Par Corinne Vaillant-Lanotte, présidente de l’Association œcuménique sans frontière
Lorsqu’on arrive dans les Cévennes, on est saisi par la beauté âpre des paysages et la mémoire intergénérationnelle traumatique des dragonnades survenues au décours de la Révocation de l’Édit de Nantes.
Une terre d’accueil, de lumière et de foi
Les villages blottis à flanc de montagne et l’habitat dispersé, « les écarts » comme on dit, rappellent les refuges offerts par la montagne aux différentes périodes de l’Histoire, qu’il s’agisse des assemblées où l’on se rassemblait pour lire la Parole de Dieu et chanter les psaumes, du maquis de la résistance ou de l’hébergement secret par des Justes, de familles juives.

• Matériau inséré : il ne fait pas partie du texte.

PR #25957, opened 2025-12-13
ci: re-enable job with gcc on OpenBSD 7.8

lcheylus:
- Fix installation of gcc version 11 on OpenBSD 7.8 used in CI (`pkg_add gcc%11`)
- gcc binary = egcc on OpenBSD (`export VFLAGS='-cc egcc'`)

**Tests OK with tcc/clang/gcc** for OpenBSD CI using relase 7.8 => see this run in my personal repo https://github.com/lcheylus/v/actions/runs/20190921203

### DIFF
--- a/.github/workflows/openbsd_ci.yml
+++ b/.github/workflows/openbsd_ci.yml
@@ -74,3 +74,29 @@ jobs:
             sudo ./v symlink
             export VFLAGS='-cc clang'
             ./v run ci/openbsd_ci.vsh all
+
+  gcc-openbsd:
+    runs-on: ubuntu-latest
+    timeout-minutes: 30
+    steps:
+      - uses: actions/checkout@v6
+      - name: Tests on OpenBSD with gcc
+        id: tests-openbsd-clang
+        uses: cross-platform-actions/action@v0.30.0
+        with:
+          operating_system: openbsd
+          version: '7.8'
+          memory: 4G
+          shell: sh
+          sync_files: runner-to-vm
+          run: |
+            sudo pkg_add git sqlite3 gmake boehm-gc libiconv gcc%11
+            # Mandatory: hostname not set in VM => some tests fail
+            sudo hostname -s openbsd-ci
+            echo "### OS infos"
+            uname -a
+            git config --global --add safe.directory .
+            gmake
+            sudo ./v symlink
+            export VFLAGS='-cc egcc'
+            ./v run ci/openbsd_ci.vsh all


spytheman:
Sorry @lcheylus, but I am against merging this - the decision of OpenBSD's package maintainers to not have just `pkg_add install gcc` work, without a specific version, and to later not have just `gcc`, but instead `egcc` is actively stupid (as it achieves nothing useful, but harms others), and managed to waste several hours already (for me, and for several other people that also had opened PRs with failing CIs here).

I would like to avoid this happening in the future (for OpenBSD 7.9), if the OpenBSD gcc maintainers do not intend to fix it (which is likely, since it seems to be like that for months/years).

If they can be convinced, that it is better to have the `gcc` package, behave the same as `git`, `gmake` etc, i.e. have an executable named `gcc` by default, and having just `pkg_add install gcc` install the latest supported version, instead of relying on specifying an exact one each time, then I am willing to reconsider this decision.

lcheylus:
@spytheman I'm sad to read this. Your decision is based on a lack on knowledge of OpenBSD OS and the history of its development: 

- for most of the 2010s, the OpenBSD base system has been stuck with GCC 4.2.1, for licensing reasons ; FreeBSD did the same, and Mac OS X as well.
- Clang is the default compiler on amd64, arm64, armv7, i386, loongson, macppc, octeon, powerpc64, and riscv64.
GCC 4.2.1 is still the default compiler on alpha, hppa, landisk, and sparc64.
- More recent versions of GCC are available via OpenBSD ports: **gcc version 8 and 11 for amd64 architecture in 7.8 release** and it's why **gcc binary is renamed egcc** for these versions, avoiding confusion with the old version GCC 4 installed by the base system (binary = `/usr/bin/gcc`).
- More recent GCC version 15 will be available in future OpenBSD 7.9 release.

That's why to install a specific version of gcc from ports, `pkg_add install gcc` does not work => need to select the most recent version 11 available in ports via `pkg_add install gcc%11`.

If you use `pkg_add install gcc` command, the choice for version is ambiguous:
```sh
$ doas pkg_add -n gcc
quirks-7.163 signed on 2025-12-10T15:39:38Z
Ambiguous: choose package for gcc
a       0: <None>
        1: gcc-8.4.0p28
        2: gcc-11.2.0p19
```

For a detailed explanation about "C toolchains in OpenBSD", see https://www.cambus.net/the-state-of-toolchains-in-openbsd/

spytheman:
I saw all that unfortunately for myself, while researching during the hours I lost today trying to fix the CI. 

I find it personally both tragic, ridiculous and absurd, that all of FreeBSD, Linux and macOS moved on, and now in 2025, you can install `gcc` on all of them (even on Windows), and get an executable that you can invoke by typing `gcc`, while OpenBSD seems to be stuck in a situation that requires it to name the modern version `egcc`, due to causes, that are now decades in the past.

As tragic as it is for them, I do not want to relearn all that again in a few months. I prefer to invest my time and energy in more productive endeavors where possible, so until the gcc package maintainers for OpenBSD decide to move on, and fix their broken naming scheme (which again, they seem to follow for everything else), there will be no gcc job for OpenBSD on this CI, but only clang and tcc jobs.

PR #25963, opened 2025-12-14
cgen: correct T{} init for []Type aliases

### LINKED ISSUE #25962: Invalid generated C code when initializing aliased type
### Describe the bug

This is a weird one. I ran into a case where the compiler generates invalid C code. I am creating a type system for a toy interpreter and I have a module that is defining some value types using type aliases that all implement a simple `Value` interface.

### Reproduction Steps

I distilled it down into a simple module with a test:
```
module value

pub interface Value {
	str() string
}

pub type List = []Value
pub fn (x List) str() string { return x.str() }
```

test:
```
module value

fn test_list() {
	mut list := make_list()!
	assert (list as List).len == 0
}

fn make_list() !Value {
	mut list := List{}
	return list
}
```

### Expected Behavior

Test should pass, `list` should be initialized with zero length

### Current Behavior

This results in a compilation error in the C compiler:

```
cc: C:/Users/Me/AppData/Local/Temp/v_0/tsession_2298_01KCD3T3RC207TSYGBGQ72R8R0/base_test.exe.01KCD3T508YKSKB84NC4K8XYJM.tmp.c:7993: error: ';' expected (got "}")
```

### Possible Solution

Seems like the `HEAP` macro(?) is misbehaving here?

The generated C code in question looks like this:

```
VV_LOC _result_value__Value value__make_list(void) {
	value__List *list = HEAP(value__List, ({0})); // <-- CRASHES HERE
	_result_value__Value _t1 = {0};
	builtin___result_ok(&(value__Value[]) { I_value__List_to_Interface_value__Value(&(*(list))) }, (_result*)(&_t1), sizeof(value__Value));
	return _t1;
}
```

In order to repro this I have to wrap the `List` initialization in a separate function that returns the `Value` interface. If I return `List` directly, as below, the code compiles and works.
```
module value

fn test_list() {
	mut list := make_list()
	assert list.len == 0
}

fn make_list() List {
	mut list := List{}
	return list
}
```

### V version

0.4.12

```
|V full version      |V 0.4.12 55436caa9ae9c179639a4b238fc358ee7d768645.c15523b
|OS                  |windows, Microsoft Windows 11 Pro 26200 64-bit
|Processor           |28 cpus, 64bit, little endian, 13th Gen Intel(R) Core(TM) i7-13850HX
|Memory              |15.31GB/31.61GB
|                    |
|V executable        |C:\Program Files\v_windows\v\v.exe
|V last modified time|2025-12-14 00:22:30
|                    |
|V home dir          |contains spaces, value: C:\Program Files\v_windows\v
|VMODULES            |contains spaces, value: C:\Users\Casey Duncan\.vmodules
|VTMP                |contains spaces, value: C:\Users\Casey Duncan\AppData\Local\Temp\v_0
|Current working dir |contains spaces, value: C:\Users\Casey Duncan\projects\vebol
|                    |
|Git version         |git version 2.52.0.windows.1
|V git status        |weekly.2025.50-36-gc15523b2
|.git/config present |true
|                    |
|cc version          |N/A
|gcc version         |N/A
|clang version       |N/A
|msvc version        |N/A
|tcc git status      |N/A
|emcc version        |N/A
|glibc version       |ldd (cygwin) 3.6.5
```
> [!NOTE]
>

dy-tea:
Fixes #25962.

This fixes the cgen portion of this. The test kind of confuses me though, `make_list` should return `List` or `[]Value` but right now it returns `!Value` without issue. Secondly the `str()` method here calls itself, although that is less of a problem.

### DIFF
--- a/vlib/v/tests/aliases/modules/value/value_test.v
+++ b/vlib/v/tests/aliases/modules/value/value_test.v
@@ -1,0 +1,11 @@
+module value
+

Mais c’est justement une terre d’accueil, de lumière et de foi. Des pasteurs se sont levés pour faire reconnaitre au XVIIIe siècle un protestantisme s’appuyant sur la Bible et non sur un prophétisme peu audible. Des familles protestantes, catholiques et des religieuses ont œuvré pour le bien commun au XIXe siècle. Et au XXe siècle sont apparus les pionniers de l’œcuménisme, qui continue à vivre ardemment au présent.
Des liens fraternels
Les villageois de Vialas ont ouvert leurs maisons, leurs temples et leur cœur. Lors des visites locales, y compris au musée du Désert, l’histoire a été relue et dépassée ensemble.
Le groupe de Bourges était aussi sur les pas de Pierre Layre, personnage bien connu des Augsbourgeois sous le nom de Peter Layre pour y avoir offert la belle grille en ferronnerie d’art de la Barfüsserkirche, site protestant le plus ancien de la ville.

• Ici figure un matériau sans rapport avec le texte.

PR #26599, opened 2026-02-13
autofree: fix nested if expression

esquerbatua:
The autofree fix for match expressions with nested if statements was too broad, causing the compiler to fail bootstrapping. While `g.outer_tmp_var` correctly prevented `_t = if (...)` patterns in match branches, it was being set for all if expressions, breaking nested contexts in the compiler's own codegen.

## Changes

- **Scope `outer_tmp_var` to autofree contexts only**: Added conditions to only set the flag when autofree is enabled AND the if expression requires tmp var handling AND not already in option/result handling paths
- **Preserve existing codegen paths**: Non-autofree code and nested if expressions in other contexts (ternaries, option/result handlers) remain unaffected

## Example

Before: Setting `outer_tmp_var` for all if expressions broke this pattern in `if.v`:
```v
resolved_typ := if condition {
    unwrapped := g.unwrap_generic(node_typ)
    if unwrapped == node_typ && g.cur_fn.return_type.has_flag(.generic) {
        // Inner if expression incorrectly affected by outer_tmp_var
        ...
    }
}
```

After: Inner if expressions only affected when in autofree match contexts, allowing normal codegen to proceed.

### DIFF
--- a/.gitignore
+++ b/.gitignore
@@ -173,4 +173,3 @@ issue*
 # ignore cmd2/v stuff
 cmd/v2/*.txt
 cmd/v2/*.json
-vautofree
--- a/vlib/v/gen/c/cgen.v
+++ b/vlib/v/gen/c/cgen.v
@@ -2363,15 +2363,10 @@ fn (mut g Gen) stmts_with_tmp_var(stmts []ast.Stmt, tmp_var string) bool {
 						is_array_fixed_init = true
 						ret_type = stmt.expr.typ
 					}
-					// Check if this is an if expression
-					// Pass the tmp_var to it so it can use it, avoiding invalid C patterns like "_t = if"
-					if stmt.expr is ast.IfExpr {
-						// Only apply this fix if autofree is enabled
-						// Don't apply it if we're already inside an if expression context
-						if g.is_autofree && !g.inside_if_option && !g.inside_if_result {
-							is_if_expr_with_tmp = true
-							g.outer_tmp_var = tmp_var
-						}
+					if stmt.expr is ast.IfExpr && g.is_autofree && !g.inside_if_option
+						&& !g.inside_if_result {
+						is_if_expr_with_tmp = true
+						g.outer_tmp_var = tmp_var
 					}
 				}
 				if !is_noreturn && !is_if_expr_with_tmp {
--- a/vlib/v/gen/c/if.v
+++ b/vlib/v/gen/c/if.v
@@ -181,10 +181,8 @@ fn (mut g Gen) needs_conds_order(node ast.IfExpr) bool {
 }
 
 fn (mut g Gen) if_expr(node ast.IfExpr) {
-	// Check if there's an outer_tmp_var set for this if expression
 	use_outer_tmp := g.outer_tmp_var != ''
 	saved_outer_tmp_var := g.outer_tmp_var
-	// Clear it immediately so nested contexts don't see it
 	if use_outer_tmp {
 		g.outer_tmp_var = ''
 	}


JalonSolov:
Run `v git-fmt-hook install` to avoid pushing code that needs to be formatted.  Or tell the AI to make sure it's formatted for you.

vlib/v/gen/c/cgen.v
```diff
@@ -2364,15 +2363,29 @@ fn (mut g Gen) stmts_with_tmp_var(stmts []ast.Stmt, tmp_var string) bool {
 						is_array_fixed_init = true
 						ret_type = stmt.expr.typ
 					}
+					// Check if this is an if expression
+					// Pass the tmp_var to it so it can use it, avoiding invalid C patterns like "_t = if"
+					if stmt.expr is ast.IfExpr {
+						// Only apply this fix if autofree is enabled
+						// Don't apply it if we're already inside an if expression context
+						if g.is_autofree && !g.inside_if_option && !g.inside_if_result {
```
spytheman: the comments are duplicating the code itself 1:1, which makes it harder to read; please remove them

vlib/v/gen/c/if.v
```diff
@@ -181,15 +181,26 @@ fn (mut g Gen) needs_conds_order(node ast.IfExpr) bool {
 }
 
 fn (mut g Gen) if_expr(node ast.IfExpr) {
+	// Check if there's an outer_tmp_var set for this if expression
+	use_outer_tmp := g.outer_tmp_var != ''
+	saved_outer_tmp_var := g.outer_tmp_var
+	// Clear it immediately so nested contexts don't see it
```
spytheman: Same - the comments here are less clear, than the code itself and should be removed here; it is a common pattern for saving the state, there is no need to read several lines more, and think while reading, why was it needed to be commented on, and how is it different from everywhere else :-| .

vlib/v/gen/c/if.v
```diff
@@ -181,15 +181,26 @@ fn (mut g Gen) needs_conds_order(node ast.IfExpr) bool {
...
 	// For if expressions with multiple statements or another if expression inside, it's much
 	// easier to use a temp var, than do C tricks with commas, introduce special vars etc
 	// (as it used to be done).
 	// Always use this in -autofree, since ?: can have tmp expressions that have to be freed.
-	needs_tmp_var := g.inside_if_option || g.need_tmp_var_in_if(node)
+	needs_tmp_var := g.inside_if_option || g.need_tmp_var_in_if(node) || use_outer_tmp
 	needs_conds_order := g.needs_conds_order(node)
-	tmp := if g.inside_if_option || (node.typ != ast.void_type && needs_tmp_var) {
+	tmp := if use_outer_tmp {
+		// Use the tmp var from outer context (e.g. from stmts_with_tmp_var)
```
spytheman, line 199: ok

vlib/v/gen/c/if.v
```diff
@@ -267,7 +278,8 @@ fn (mut g Gen) if_expr(node ast.IfExpr) {
 		}
 		cur_line = g.go_before_last_stmt()
 		g.empty_line = true
-		if tmp != '' {
+		if tmp != '' && !use_outer_tmp {
+			// Only declare the tmp var if it's not from outer context
```
spytheman, line 280: ok

.gitignore
```diff
@@ -173,3 +173,4 @@ issue*
 # ignore cmd2/v stuff
 cmd/v2/*.txt
 cmd/v2/*.json
+vautofree
```
spytheman: why?

spytheman (approved):
Excellent work.
Thank you @esquerbatua 🙇🏻 .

À l’occasion d’échanges œcuméniques avec Augsbourg, les Berruyers ont retrouvé ses origines françaises dans les Cévennes et plus particulièrement à Vialas. Une conférence a dévoilé aux habitants de village le parcours de vie extraordinaire de ce réfugié protestant du XVIIIe dont la descendance croisa les plus grands destins de l’histoire (Mozart, Marie Antoinette…).
Un groupe de protestants d’Angers est venu se joindre au groupe sur certains jours. Des liens fraternels se sont tissés et une prière pour l’unité des chrétiens a été célébrée ensemble. La communauté orthodoxe était symboliquement représentée par une icône et la musique d’un jeune musicien vivant en Thessalonique. La prédication était assurée par le Pasteur Gill Daudé de l’Église protestante unie de Vialas-Génolhac.
Une démarche d’unité des chrétiens
Le groupe berruyer a été invité à participer à l’Assemblée du Désert. L’invitation dont nous avons bénéficié s’inscrit dans une démarche forte d’unité des chrétiens. Des baptêmes ont eu lieu, et les cantiques qui s’élevaient vers le ciel étaient chantés d’une même voix/ voie : celle de l’expression d’une foi en Christ. Nous avons été invités à « chanter à l’Éternel un cantique nouveau », car chaque génération porte en elle l’expression de sa foi qui reste, elle, éternelle. Comme l’a dit le pasteur Gill Daudé, avec des « frères et sœurs d’autres confessions, nous avons pu vivre ensemble cette fraternité du Christ qui nous fait prier « Notre Père » ensemble ». Il ne s’agit pas d’oublier nos différences, mais de faire avec, de mieux comprendre l’identité de chacun et avoir conscience que l’unité en Christ porte sens en elle-même, dans une unité d’Église diversifiée, réconciliée et sincère. Comme il nous paraît naturel aujourd’hui de partager des études bibliques, de prier et d’agir ensemble. Et aimer son prochain, n’est-ce pas aimer l’autre dans ses différences parce que justement ces différences sont riches de ce qu’on n’imaginait pas ?
« Qu’ils soient un afin que le monde croie que tu m’as envoyé » a dit Jésus (Jean 17.21).